Arthritis Research UK Primary Care Centre, Primary Care Sciences, Keele University, Keele ST5 5 BG, UK.
Rheumatology (Oxford). 2011 Oct;50(10):1869-78. doi: 10.1093/rheumatology/ker179. Epub 2011 Jul 6.
To describe primary care management of knee pain, in relation to National Institute for Health and Clinical Excellence (NICE) OA guidelines, and examine variation in management by patient characteristics.
Subjects were 755 adults aged ≥50 years who responded to baseline and 3-year surveys and had consulted primary care for knee pain. Medical records (1997-2006) were searched. Associations of having interventions from the outer circle (adjunctive treatments or Step 3) of the NICE guidelines with self-reported socio-demographic and knee-specific factors were determined.
Eighty per cent had received a Step 3 intervention.
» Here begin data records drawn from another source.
PR #1201, opened 2020-03-12
Add Close Ledger and Withdraw Workflow

### LINKED ISSUE #1109: Simple Withdrawal
The withdraw button only becomes active if all channels are closed. Clicking this button will trigger a closeLedgerChannel command, which will run the closeLedgerAndWithdraw protocol in the wallet. All funds will be returned to user and hub.

lalexgap:
Fixes #1109 

Adds a workflow that closes a ledger channel and withdraws the funds. The workflow is complete but an UI needs to be implemented (#1245)


packages/xstate-wallet/src/store/memory-channel-storage.ts
```diff
@@ -68,6 +68,18 @@ export class MemoryChannelStoreEntry implements ChannelStoreEntry {
...
+    return this.isSupported && this.supported.isFinal;
+  }
+
+  get finalizationProof(): SignedState[] {
+    if (!this.isFinalized) {
+      throw new Error('Channel is not finalized');
+    }
+    return this.sortedByDescendingTurnNum
+      .filter(s => s.isFinal)
+      .map(s => ({...this.channelConstants, ...s}));
```
andrewgordstewart: Shouldn't this just return `this.supported` when `this.isFinalized` is true?

lalexgap: I think that only works when everyone signs a single final state. If we're dealing with the case where everyone is signing their own state I think we need to provide both states in the finalization proof.

andrewgordstewart: Right.

There's no guarantee that these states form a support proof though:
- `this.supported` might be supported by signatures on _it_
- It could also depend on signatures on another state (probably just the previous one)

There should be a `this.support` method which returns the support.


Also, I would recommend that the `conclude-channel` protocol has everyone sign the same final state.
- It's simple enough to reason about
- It means we can use `supportState`
- it's more gas-efficient: less call data, no `validTransition` calls, and no `whoSignedWhat` logic

lalexgap: Yeah, I should have tagged this with a `TODO`. This isn't a proper check but relies on participants playing nicely.

snario:
What's the benefit of `closeAndWithdraw` as an API method over `close` and `withdraw`?

lalexgap:
> What's the benefit of `closeAndWithdraw` as an API method over `close` and `withdraw`?

Is there a case where'd you want to close your ledger channel but not withdraw the funds?

packages/xstate-wallet/tsconfig.json
```diff
@@ -4,7 +4,7 @@
     "allowSyntheticDefaultImports": true,
     "baseUrl": ".",
     "esModuleInterop": true,
-    "lib": ["es6", "dom"],
+    "lib": ["es6", "ES2019", "dom"],
```
lalexgap: This lets us use nice things like `Array.flatmap`

packages/client-api-schema/src/types.ts
```diff
@@ -181,6 +175,10 @@ export type GetBudgetResponse = JsonRpcResponse<SiteBudget | {}>;
 
 export type ApproveBudgetAndFundRequest = JsonRpcRequest<'ApproveBudgetAndFund', BudgetRequest>;
 export type ApproveBudgetAndFundResponse = JsonRpcResponse<SiteBudget>;
+
+export type CloseAndWithdrawParams = {site: string; player: Participant; hub: Participant};
```
lalexgap: Should  `site` just be pulled from the domain the json-rpc request originates from?

tomclose: Probably. It seems like we should be able to figure out which `player` we are too?

packages/xstate-wallet/src/workflows/close-ledger-and-withdraw.ts
```diff
@@ -0,0 +1,157 @@
...
+      }
+    },
+
+    createObjective: {
+      invoke: {
+        src: 'createObjective',
+        onDone: {target: 'closeLedger', actions: ['assignLedgerId']}
+      }
+    },
+    closeLedger: getDataAndInvoke({src: 'getFinalState'}, {src: 'supportState'}, 'withdraw'),
```
tomclose: I was thinking about this pattern the other day. I was wondering whether an alternative would be to `getFinalState` earlier in the process and store this data on the workflow (e.g. it seems like we'd probably want to display this on the UI). It would probably also make the error handling easier in the case where you can't `getFinalState`, for whatever reason.

packages/client-api-schema/src/types.ts
lalexgap: I've created #1258 to make sure our API applies this across the board.

PR #1202, opened 2020-03-12
[web3t] Detect public wifi / firewall / lack of internet

### LINKED ISSUE #1129: 2. Investigate public wifi situation
**Problem description :confused:**
On a cafe or an airport, where the firewall is stricter, it would be nice to let the user know that web3torrent might not work correctly.

**Describe the solution you'd like :rocket:**
We should research for a way to test the connection initially, and show a banner or some kind of UI element to the user.

**Describe alternatives you've considered**
We could use some of the legal/open/free torrents that we use in the home page of web3torrent, start the download to see if the client can reach the seeder and if it can't, show a banner or something.

geoknee:
The simple idea is to try and download the example torrent used on the webtorrent.io homepage when we enable the `WebTorrentPaidStreamingClient`. As soon as we get a WIRE event, cancel and raise a success flag. If this doesn't resolve in 3 seconds, raise a failure flag. 

We can hook this into another `ConnectionBanner` type component that informs the user: "Looks like you are behind a firewall or do not have an internet connection".

I tested this with my home WiFI on/off. 

TODO 
- test on public wifi / with typical firewall or blocked ports
- is a WIRE event enough of a signal that things should work?

Closes #1129

### DIFF
--- a/packages/web3torrent/src/library/web3torrent-lib.ts
+++ b/packages/web3torrent/src/library/web3torrent-lib.ts
@@ -59,8 +59,6 @@ export default class WebTorrentPaidStreamingClient extends WebTorrent {
     log('got ethereum address');
     log('ACCOUNT ID: ', this.pseAccount);
     log('THIS address: ', this.outcomeAddress);
-    const canTorrent = await this.testTorrentingCapability(3000);
-    console.log(canTorrent ? 'Can Torrent!' : 'Cannot torrent');
   }
 
   async testTorrentingCapability(timeOut: number) {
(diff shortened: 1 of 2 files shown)


geoknee:
No Wifi: 
Screenshot 2020-03-13 at 08 24 59

Wifi + refresh page:

Screenshot 2020-03-13 at 08 34 40

packages/web3torrent/src/library/web3torrent-lib.ts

Thirty-eight per cent had been referred to secondary care, and 10% had received a knee replacement. Forty-three per cent had been prescribed an opioid and 41% an NSAID. Severe knee pain or disability at baseline and follow-up was the main association with receiving a Step 3 intervention [adjusted odds ratio (OR) 2.26; 95% CI 1.38, 3.70] and with referral (OR 2.57; 95% CI 1.72, 3.83). Older patients were less likely to be referred. Although non-significant, those of higher social class, in more affluent areas, older age or overweight or obese, appeared more likely to receive a knee replacement. Fifty per cent of those reporting severe knee pain or disability in both surveys had not been referred to secondary care.
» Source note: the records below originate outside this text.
PR #1203, opened 2020-03-12
Add back test to cover the completed torrent download case

junjizhi:
This is one part of https://github.com/statechannels/monorepo/issues/1182

There was another subtle bug that prevents the torrent to finish downloaded: Both the seeder and leecher was never `enabled` or initialized, so seeder's `mySigningAddress` var is always null, and never be able to accept payments, and the leecher is permanently blocked after turnNum 4.

I haven't got the time to refactor the code and add more tests yet, but at least we have something to cover the full case for now.

### DIFF
--- a/packages/web3torrent/src/library/client-seeding.test.ts
+++ b/packages/web3torrent/src/library/client-seeding.test.ts
@@ -81,14 +81,23 @@ describe('Seeding and Leeching', () => {
     });
   }, 10000);
 
-  it('should unchoke when seeder unblocks leecher', done => {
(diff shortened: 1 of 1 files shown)


junjizhi:
The function name `enable` is a bit deceptive because other tests didn't fail and only impacts the leecher from the second transfer request in a subtle way.

geoknee:
We could throw an error inside the client if you try to do something before successfully calling `enable`?

junjizhi:
Yeah that's doable. I will add a check in my next PR.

Most of the older adults who consult primary care with knee pain receive at least one Step 3 intervention from the OA guidelines. Inequalities in the management and referral of knee problems in primary care were generally not observed, although there were some trends towards differences in likelihood of total knee replacement.
描述初级保健对膝关节疼痛的管理,以符合国家卫生与临床优化研究所(NICE)骨关节炎指南,并检查患者特征对管理的影响。
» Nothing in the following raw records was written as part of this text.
PR #1206, opened 2020-03-13
Update ChannelProviderInterface implementations

snario:


packages/channel-client/src/channel-client.ts
```diff
@@ -103,9 +103,17 @@ export class ChannelClient implements ChannelClientInterface<ChannelResult> {
     return this.provider.send('ApproveBudgetAndFund', {
       playerAmount,
       hubAmount,
-      playerOutcomeAddress,
-      hubAddress,
-      hubOutcomeAddress
+      site: 'abc.com', // TODO: use real value
```
snario: I suppose it is fine to just do `document.domain` here.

本研究对象为 755 名年龄≥50 岁的成年人,他们参加了基线和 3 年的调查,并因膝关节疼痛就诊于初级保健。搜索了他们的医疗记录(1997-2006 年)。确定了接受 NICE 指南外圆(辅助治疗或第 3 步)干预与自我报告的社会人口统计学和膝关节特定因素之间的关联。
80%的患者接受了第 3 步干预。38%的患者被转诊到二级保健,10%的患者接受了膝关节置换。43%的患者被开了阿片类药物,41%的患者开了非甾体抗炎药。基线和随访时严重的膝关节疼痛或残疾是接受第 3 步干预的主要关联因素[调整后的优势比(OR)2.26;95%置信区间(CI)1.38, 3.70]和转诊的关联因素(OR 2.57;95% CI 1.72, 3.83)。年龄较大的患者更不可能被转诊。尽管没有统计学意义,但社会阶层较高、较富裕地区、年龄较大或超重或肥胖的患者,似乎更有可能接受膝关节置换。在两次调查中都报告严重膝关节疼痛或残疾的患者中,有 50%未被转诊至二级保健。
大多数因膝关节疼痛就诊于初级保健的老年人至少接受了一次来自骨关节炎指南的第 3 步干预。在初级保健中,膝关节问题的管理和转诊方面的不平等普遍没有观察到,尽管存在一些差异趋势,即全膝关节置换的可能性存在差异。